Directions for this task = Go line by line through the records below. Copy whichever lines contain the string "includes".

[Collected data]
PR #494, opened 2025-12-17
fix(validation): Add schema compatibility check to RegisterSchemaVersion for JSON data format

rohanmurthy:
TODO

### DIFF
--- a/common/pom.xml
+++ b/common/pom.xml
@@ -98,6 +98,10 @@
             <artifactId>guava</artifactId>
         </dependency>
         <dependency>
+            <groupId>com.fasterxml.jackson.core</groupId>
+            <artifactId>jackson-databind</artifactId>
+        </dependency>
+        <dependency>
             <groupId>org.apache.commons</groupId>
             <artifactId>commons-lang3</artifactId>
         </dependency>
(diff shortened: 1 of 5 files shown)


jvdadda:
Hi @rohanmurthy, this addressed a real gap: Glue enforces the compatibility mode for Avro and Protobuf but not for JSON, so a `BACKWARD`-breaking JSON version registers silently and only fails later, in a consumer. We ported the check into our maintained fork of the Java library in https://github.com/mobsuccess-devops/aws-glue-schema-registry/pull/119. It is available in the latest published release, currently 4.0.0, on Maven Central as `com.mobsuccess:schema-registry-serde`.

Two deliberate deviations, for transparency. It is opt-in (`jsonSchemaCompatibilityCheckEnabled`, default `false`): a client-side check that can refuse registrations, plus one extra `GetSchemaVersion` call per new definition, felt too big to switch on for every JSON producer as a side effect of upgrading. And the mode is read from the enum rather than from the prefix of its name, so `DISABLED` skips the check like `NONE` does. What it compares (the `required` contract) is documented at https://github.com/mobsuccess-devops/aws-glue-schema-registry/blob/master/docs/configuration.md#limits-of-the-json-compatibility-check.

PR #516, opened 2026-03-12
[Java] Remove unused jimfs dependency

### LINKED ISSUE #353: Unnecessary dependency on jimfs?
pom.xml mentions a dependency on com.google.jimfs:jimfs, but it appears to be unused (= a search on Github turns up no references in the code). It looks like some uses of jimfs were removed in https://github.com/awslabs/aws-glue-schema-registry/pull/230. Can the dependency itself be removed as well?

jvdadda:
*Issue #, if available:* Fixes #353

*Description of changes:*

Remove the unused `com.google.jimfs:jimfs` direct dependency from `serializer-deserializer/pom.xml`.

This dependency was left behind after its usages were removed in #230. No code in the project imports any jimfs classes. The library remains available as a transitive dependency (via `wire-compiler`) for the `multilang-schema-registry` GraalVM native-image build, so the `native-image.properties` configuration continues to work.

### DIFF
--- a/serializer-deserializer/pom.xml
+++ b/serializer-deserializer/pom.xml
@@ -189,11 +189,6 @@
             <artifactId>proto-google-common-protos</artifactId>
             <version>2.7.4</version>
         </dependency>
-        <dependency>
-            <groupId>com.google.jimfs</groupId>
-            <artifactId>jimfs</artifactId>
-            <version>1.1</version>
-        </dependency>
         <!-- Used for Proto assertions in tests -->
         <dependency>
             <groupId>com.google.truth.extensions</groupId>


jvdadda:
Closing this one. This repository is not taking outside contributions in practice — this PR and nine others have sat without a single review since March — so the change ships in our fork instead, which has diverged too far anyway (Java only, Maven → Gradle, and a Java → Kotlin conversion) to keep proposing the patch here.

**Ported as** https://github.com/mobsuccess-devops/aws-glue-schema-registry/pull/71 — same removal, expressed as the Gradle dependency plus its version catalog entry.

Reopen it if anyone ever wants to take it.

PR #526, opened 2026-06-30
Fix deserialization of optional union types (anyOf null) (fixes #218)

### LINKED ISSUE #218: Issue deserializing optional union types
We are having issues deserializing the data with the following schema:
`{
  "$schema": "http://json-schema.org/draft-07/schema#",
  "type": "object",
  "properties": {
    "name": {
      "type": [
        "string",
        "null"
      ]
    }
  },
  "additionalProperties": false
}`
with this data:
`{
    "name": "Cristina Hermann"
}`
I believe it is because of this check here: https://github.com/awslabs/aws-glue-schema-registry/blob/master/jsonschema-kafkaconnect-converter/src/main/java/com/amazonaws/services/schemaregistry/kafkaconnect/jsonschema/JsonSchemaToConnectSchemaConverter.java#L96
I think this check should be also including ANY_OF criterion.

shakhihali:
## Description

Fixes deserialization of JSON Schema optional union types declared via a
`type` array, e.g.:

```json
{ "type": "object", "properties": { "name": { "type": ["string", "null"] } } }
```

Fixes #218.

## Root cause

`JsonSchemaToConnectSchemaConverter#toConnectSchema` detects an "optional union"
(a single real type plus `null`) only when the everit `CombinedSchema` uses the
`ONE_CRITERION` (`oneOf`):

```java
boolean isOptionalUnion =
    CombinedSchema.ONE_CRITERION.equals(criterion) && subSchemas.size() == 2 && hasNullSchema;
```

However, a `"type": ["string", "null"]` array is parsed by everit as a
`CombinedSchema` using the `ANY_CRITERION` (`anyOf`), not `oneOf`. It therefore
fails this check and falls through to `buildNonOptionalUnionSchema`, which calls
`builder.optional()`. Control then returns to `populateConnectProperties`, which
calls `builder.required()` on the same builder (struct fields are converted with
`required = true`), and Kafka Connect's `SchemaBuilder` rejects it:

```
org.apache.kafka.connect.errors.SchemaBuilderException:
    Invalid SchemaBuilder call: optional has already been set.
```

## Fix

Treat the optional-union shape (two subschemas, one of which is `NullSchema`) as
optional regardless of whether everit modeled it as `oneOf` or `anyOf`:

```java
boolean isOptionalUnion =
    (CombinedSchema.ONE_CRITERION.equals(criterion) || CombinedSchema.ANY_CRITERION.equals(criterion))
        && subSchemas.size() == 2 && hasNullSchema;
```

This matches the maintainer-independent diagnosis in the original issue (the
check "should also include the ANY_OF criterion").

## Testing

Added two regression tests to `ToConnectTest` using the exact schema and data
from the issue:

- `testToConnect_optionalUnionTypeArray_doesNotThrow` — `{"name": "Cristina Hermann"}`
  converts without throwing; the `name` field is an optional `STRING`.
- `testToConnect_optionalUnionTypeArray_withNullValue_doesNotThrow` —
  `{"name": null}` is accepted and validates.

Both tests fail on `master` with the exact `SchemaBuilderException` from the
issue and pass with this change.

- `mvn -pl jsonschema-kafkaconnect-converter test` — 331 tests, 0 failures
  (includes the existing `FromConnectTest` / `JsonSchemaConverterTest` round-trip
  suites that exercise the `oneOf` union path; no regressions).
- `mvn clean verify` — BUILD SUCCESS across all 13 modules.

### DIFF
--- a/jsonschema-kafkaconnect-converter/src/main/java/com/amazonaws/services/schemaregistry/kafkaconnect/jsonschema/JsonSchemaToConnectSchemaConverter.java
+++ b/jsonschema-kafkaconnect-converter/src/main/java/com/amazonaws/services/schemaregistry/kafkaconnect/jsonschema/JsonSchemaToConnectSchemaConverter.java
@@ -33,7 +33,6 @@ import org.everit.json.schema.ReferenceSchema;
 import java.util.Collection;
 import java.util.List;
 import java.util.Map;
-import java.util.Optional;
 import java.util.stream.Collectors;
 
 /**
@@ -92,16 +91,19 @@ public class JsonSchemaToConnectSchemaConverter {
             boolean hasNullSchema = subSchemas.stream()
                     .anyMatch(schema -> schema instanceof NullSchema);
 
-            // An optional union is a two-subschema combination where one subschema is
-            // NullSchema, e.g. {"type": ["string", "null"]}. Depending on how the JSON
-            // Schema is authored, everit represents this either as oneOf (ONE_CRITERION)
-            // or anyOf (ANY_CRITERION) - notably, a "type" array is parsed as anyOf. Both
-            // shapes describe the same optional, single-type field, so detect either one.
+            // A nullable union is a oneOf/anyOf that includes a NullSchema, e.g.
+            // {"type": ["string", "null"]} or {"type": ["string", "integer", "null"]}.
+            // (A "type" array is parsed by everit as anyOf; an explicit oneOf uses
+            // ONE_CRITERION.) In all these cases the null branch means the field is
+            // optional, and the field should carry the union of the remaining, non-null
+            // types. Build that optional schema and return it directly - it must not fall
+            // through to populateConnectProperties, which would call required() on an
+            // already-optional builder and throw "optional has already been set".
             // See https://github.com/awslabs/aws-glue-schema-registry/issues/218
-            boolean isOptionalUnion =
-                    (CombinedSchema.ONE_CRITERION.equals(criterion) || CombinedSchema.ANY_CRITERION.equals(criterion))
-                            && subSchemas.size() == 2 && hasNullSchema;
-            if (isOptionalUnion) {
+            boolean isNullableUnion = hasNullSchema
+                    && (CombinedSchema.ONE_CRITERION.equals(criterion)
+                            || CombinedSchema.ANY_CRITERION.equals(criterion));
+            if (isNullableUnion) {
                 return buildOptionalUnionSchema(subSchemas);
             }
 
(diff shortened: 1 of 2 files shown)


knoxy5467:
Requesting changes. The diagnosis is right and the `anyOf` handling is genuinely needed, but this only fixes the two-type case and leaves the same bug in place for anything wider.

`["string", "null"]` parses to a `CombinedSchema` with two subschemas, so it passes the new `subSchemas.size() == 2` check and gets treated as optional. But a nullable union with more than one real type is just as valid — `["string", "integer", "null"]` is a normal schema — and that comes through as three subschemas. It fails the `== 2` check, falls into `buildNonOptionalUnionSchema` (which calls `optional()` because of the null branch), and then the field's `required()` is applied on the same builder, so you get the exact `SchemaBuilderException: optional has already been set` that #218 is about. Same failure, slightly different schema.

So as written this closes the one schema in the report but not the underlying problem — the next person with a three-way nullable union hits the identical error and files the same issue. I'd like the fix to handle the general "one or more real types plus null" shape, not just the two-subschema case: pull the null out, mark the field optional, and build the union from however many non-null subschemas remain. A test with `["string", "integer", "null"]` would lock it in.

shakhihali:
Good catch — you're right, and I've generalized the fix.

Confirmed the gap first: I added a `["string", "integer", "null"]` test and it threw the exact `SchemaBuilderException: optional has already been set` you described. The old code only returned early for `subSchemas.size() == 2`; a three-way nullable union fell through to `buildNonOptionalUnionSchema` (which sets `optional()`) and then had `required()` applied on the same builder.

The fix now treats **any** nullable union as optional rather than the two-subschema special case:

- `isNullableUnion = hasNullSchema && (oneOf || anyOf)` — no size check.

Result =
  (includes the existing `FromConnectTest` / `JsonSchemaConverterTest` round-trip
+            // A nullable union is a oneOf/anyOf that includes a NullSchema, e.g.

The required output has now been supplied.